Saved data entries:
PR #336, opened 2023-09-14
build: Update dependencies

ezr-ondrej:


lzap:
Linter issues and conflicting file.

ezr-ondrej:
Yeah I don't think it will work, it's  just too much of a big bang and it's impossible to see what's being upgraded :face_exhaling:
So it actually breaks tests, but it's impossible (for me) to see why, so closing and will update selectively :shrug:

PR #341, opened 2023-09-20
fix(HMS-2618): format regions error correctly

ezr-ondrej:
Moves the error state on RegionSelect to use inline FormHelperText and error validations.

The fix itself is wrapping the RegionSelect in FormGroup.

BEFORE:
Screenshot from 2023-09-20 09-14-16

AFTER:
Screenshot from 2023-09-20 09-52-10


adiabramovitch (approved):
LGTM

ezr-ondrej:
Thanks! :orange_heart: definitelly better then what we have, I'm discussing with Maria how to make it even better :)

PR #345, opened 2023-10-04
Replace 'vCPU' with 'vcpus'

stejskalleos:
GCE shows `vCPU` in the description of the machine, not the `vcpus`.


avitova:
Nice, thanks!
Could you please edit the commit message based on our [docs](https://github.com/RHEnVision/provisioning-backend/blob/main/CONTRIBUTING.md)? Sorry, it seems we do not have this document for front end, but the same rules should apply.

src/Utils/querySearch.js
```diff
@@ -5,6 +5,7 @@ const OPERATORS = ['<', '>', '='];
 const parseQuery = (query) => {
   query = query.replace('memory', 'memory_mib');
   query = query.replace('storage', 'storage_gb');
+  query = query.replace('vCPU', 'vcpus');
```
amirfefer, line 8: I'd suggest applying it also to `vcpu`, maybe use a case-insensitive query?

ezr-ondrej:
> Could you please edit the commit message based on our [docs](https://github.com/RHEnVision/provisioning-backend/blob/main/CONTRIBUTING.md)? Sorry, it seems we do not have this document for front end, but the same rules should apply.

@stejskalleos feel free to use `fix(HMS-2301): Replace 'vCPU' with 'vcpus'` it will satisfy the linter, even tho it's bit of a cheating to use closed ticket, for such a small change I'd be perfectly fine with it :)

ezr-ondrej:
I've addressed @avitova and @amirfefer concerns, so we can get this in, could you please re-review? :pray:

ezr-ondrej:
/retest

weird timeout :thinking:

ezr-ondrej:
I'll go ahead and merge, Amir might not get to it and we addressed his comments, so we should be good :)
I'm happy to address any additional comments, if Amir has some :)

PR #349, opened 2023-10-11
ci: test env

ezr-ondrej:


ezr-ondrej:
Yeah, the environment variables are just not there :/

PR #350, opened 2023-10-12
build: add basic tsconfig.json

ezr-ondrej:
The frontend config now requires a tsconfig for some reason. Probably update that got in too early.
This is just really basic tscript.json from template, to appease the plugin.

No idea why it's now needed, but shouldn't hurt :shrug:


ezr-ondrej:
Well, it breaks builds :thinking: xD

* * *

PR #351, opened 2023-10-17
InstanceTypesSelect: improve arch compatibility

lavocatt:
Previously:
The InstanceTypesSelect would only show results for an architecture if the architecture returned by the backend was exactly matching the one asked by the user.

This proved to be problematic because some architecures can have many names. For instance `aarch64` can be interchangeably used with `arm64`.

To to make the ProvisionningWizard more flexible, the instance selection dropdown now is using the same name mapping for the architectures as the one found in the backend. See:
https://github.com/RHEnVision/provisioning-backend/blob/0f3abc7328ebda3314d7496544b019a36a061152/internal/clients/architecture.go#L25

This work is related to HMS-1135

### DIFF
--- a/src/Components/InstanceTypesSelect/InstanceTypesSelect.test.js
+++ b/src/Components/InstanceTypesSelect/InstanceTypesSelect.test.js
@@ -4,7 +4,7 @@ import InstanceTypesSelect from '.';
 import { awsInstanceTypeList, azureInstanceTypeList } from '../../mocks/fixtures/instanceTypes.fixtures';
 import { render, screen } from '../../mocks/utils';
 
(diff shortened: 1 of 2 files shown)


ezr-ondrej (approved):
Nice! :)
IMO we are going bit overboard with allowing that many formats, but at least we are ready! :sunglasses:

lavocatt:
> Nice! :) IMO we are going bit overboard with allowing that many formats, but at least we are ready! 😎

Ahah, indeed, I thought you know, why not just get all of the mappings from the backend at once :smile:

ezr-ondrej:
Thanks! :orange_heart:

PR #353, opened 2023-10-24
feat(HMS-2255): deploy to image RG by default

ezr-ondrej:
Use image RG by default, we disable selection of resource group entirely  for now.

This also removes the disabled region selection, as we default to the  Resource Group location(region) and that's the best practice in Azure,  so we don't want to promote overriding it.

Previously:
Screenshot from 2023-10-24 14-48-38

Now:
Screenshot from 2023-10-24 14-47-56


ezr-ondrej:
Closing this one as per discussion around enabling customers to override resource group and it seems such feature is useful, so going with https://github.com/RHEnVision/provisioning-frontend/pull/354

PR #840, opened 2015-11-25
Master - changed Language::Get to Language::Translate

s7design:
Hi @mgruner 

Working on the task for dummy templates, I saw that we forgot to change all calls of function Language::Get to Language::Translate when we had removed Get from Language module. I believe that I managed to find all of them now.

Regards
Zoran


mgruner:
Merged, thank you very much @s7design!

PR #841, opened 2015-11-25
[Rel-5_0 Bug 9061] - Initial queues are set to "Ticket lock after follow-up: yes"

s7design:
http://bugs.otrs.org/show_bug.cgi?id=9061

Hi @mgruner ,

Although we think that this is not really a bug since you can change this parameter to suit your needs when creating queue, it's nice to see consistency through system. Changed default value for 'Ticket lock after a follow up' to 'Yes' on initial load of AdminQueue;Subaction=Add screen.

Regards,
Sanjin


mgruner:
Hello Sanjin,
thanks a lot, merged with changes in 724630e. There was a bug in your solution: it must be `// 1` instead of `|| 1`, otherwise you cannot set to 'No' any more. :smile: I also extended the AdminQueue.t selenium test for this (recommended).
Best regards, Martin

EXERCISE AIM
Match on "least" and report each line of the data above that has it.

REPLY
IMO we are going bit overboard with allowing that many formats, but at least we are ready! :sunglasses:
> Nice! :) IMO we are going bit overboard with allowing that many formats, but at least we are ready! 😎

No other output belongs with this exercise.